**** Dataset extract ****

PR #23655, opened 2022-02-09
Enable the wallpaper feature

Amejia481:
### Pull Request checklist

1. click on Show All Checks,

### DIFF
--- a/app/src/main/java/org/mozilla/fenix/FeatureFlags.kt
+++ b/app/src/main/java/org/mozilla/fenix/FeatureFlags.kt
@@ -5,10 +5,8 @@
 package org.mozilla.fenix
 
 import android.content.Context
-import android.os.StrictMode
 import mozilla.components.support.locale.LocaleManager
 import mozilla.components.support.locale.LocaleManager.getSystemDefault
-import org.mozilla.fenix.ext.components
 
 /**
  * A single source for setting feature flags that are mostly based on build type.
@@ -87,7 +85,7 @@ object FeatureFlags {
     /**
      * Enables showing the wallpaper functionality.
      */
-    val showWallpapers = Config.channel.isNightlyOrDebug
+    const val showWallpapers = true
 
     /**
      * Enables the Contile top sites.
@@ -103,11 +101,9 @@ object FeatureFlags {
      * Enables themed wallpapers feature.
      */
     fun isThemedWallpapersFeatureEnabled(context: Context): Boolean {
-        val strictMode = context.components.strictMode
-        return strictMode.resetAfter(StrictMode.allowThreadDiskReads()) {
-            val langTag = LocaleManager.getCurrentLocale(context)
-                ?.toLanguageTag() ?: getSystemDefault().toLanguageTag()
-            listOf("en-US", "es-US").contains(langTag) && Config.channel.isNightlyOrDebug
-        }
+        val langTag = LocaleManager.getCurrentLocale(context)
+            ?.toLanguageTag() ?: getSystemDefault().toLanguageTag()
+        return Config.channel.isNightlyOrDebug &&
+            listOf("en-US", "es-US").contains(langTag)
     }
 }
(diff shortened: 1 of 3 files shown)


app/src/main/java/org/mozilla/fenix/FeatureFlags.kt
```diff
@@ -87,7 +87,7 @@ object FeatureFlags {
     /**
      * Enables showing the wallpaper functionality.
      */
-    val showWallpapers = Config.channel.isNightlyOrDebug
```
MatthewTighe, line 90: I think we can remove this flag entirely now, right? By the time this branch hits release, we'll want it available to that channel as well

app/src/main/java/org/mozilla/fenix/wallpapers/WallpaperManager.kt
```diff
@@ -239,11 +239,7 @@ class WallpaperManager(
             Wallpaper.Local.Firefox("cerulean", R.drawable.cerulean),
             Wallpaper.Local.Firefox("sunrise", R.drawable.sunrise),
         )
-        private val remoteWallpapers: List<Wallpaper.Remote> = listOf(
-            Wallpaper.Remote.Focus(
-                "focus",
-            ),
-        )
+        private val remoteWallpapers: List<Wallpaper.Remote> = emptyList()
```
MatthewTighe, line 242: I thought we would leave this available in only nightly still, so that we could continue to gather usage data?

MatthewTighe (approved):
Had a couple small questions, but otherwise LGTM

app/src/main/java/org/mozilla/fenix/FeatureFlags.kt
Amejia481: Yeah, we can I just wanted to be extra careful in case we found something that we don't like and it won't go automatically to release. But lets be optimistic 🤞🏽. I'll updated it :)

app/src/main/java/org/mozilla/fenix/wallpapers/WallpaperManager.kt
Amejia481: Yes, we will. 
For instance, this PR is only introducing this commit on the branch [mozilla-mobile:releases_v98.0.0](https://github.com/mozilla-mobile/fenix/tree/releases_v98.0.0), that it's what we are using for Beta, and everything that we have in the [main](https://github.com/mozilla-mobile/fenix/tree/main) branch will be what we have on nightly :) 

image

When we uplift patches to other version we don't have to introduce the functionality first on `main` and later target branch (that will depend case by case, that will be the ideal situation) :)

MatthewTighe: Ah, I hadn't noticed the target, thanks for pointing that out. Do we merge release branches back into main at any point, to make sure the two are synced up?

Amejia481: > Ah, I hadn't noticed the target, thanks for pointing that out

No problem :) 

> Do we merge release branches back into main at any point, to make sure the two are synced up?

We don't. As we only uplift only certain bug and functionalities that we know that are safe. When the branch gets stale or a new version arrive ([merge day](https://github.com/mozilla-mobile/fenix/wiki/Creating-a-release-branch)) we just create a new branch that it's based of main.

app/src/main/java/org/mozilla/fenix/FeatureFlags.kt
```diff
@@ -103,11 +101,9 @@ object FeatureFlags {
      * Enables themed wallpapers feature.
      */
     fun isThemedWallpapersFeatureEnabled(context: Context): Boolean {
-        val strictMode = context.components.strictMode
-        return strictMode.resetAfter(StrictMode.allowThreadDiskReads()) {
```
Amejia481, line 107: @MatthewTighe I had to remove strict mode ignore, as it was causing most of the tests to fail [see](https://github.com/mozilla-mobile/fenix/runs/5132271664?check_suite_focus=true), this is not visible in main as are not checking for `isThemedWallpapersFeatureEnabled` on [FenixApplication.kt](https://github.com/mozilla-mobile/fenix/pull/23655/files#diff-9e2b3999e8d0e181af6decd7d25949eef361031a719a578869967a5339b31737), I will continue further exploring tomorrow.

Amejia481: Tested locally, this is a safe approach.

****

**About this task:** Beginning with the first line of the entries, repeat each line exactly until you have reproduced the one containing "on build type.", and add nothing further.

**Answer box:**
PR #23655, opened 2022-02-09
Enable the wallpaper feature

Amejia481:
### Pull Request checklist

1. click on Show All Checks,

### DIFF
--- a/app/src/main/java/org/mozilla/fenix/FeatureFlags.kt
+++ b/app/src/main/java/org/mozilla/fenix/FeatureFlags.kt
@@ -5,10 +5,8 @@
 package org.mozilla.fenix
 
 import android.content.Context
-import android.os.StrictMode
 import mozilla.components.support.locale.LocaleManager
 import mozilla.components.support.locale.LocaleManager.getSystemDefault
-import org.mozilla.fenix.ext.components
 
 /**
  * A single source for setting feature flags that are mostly based on build type.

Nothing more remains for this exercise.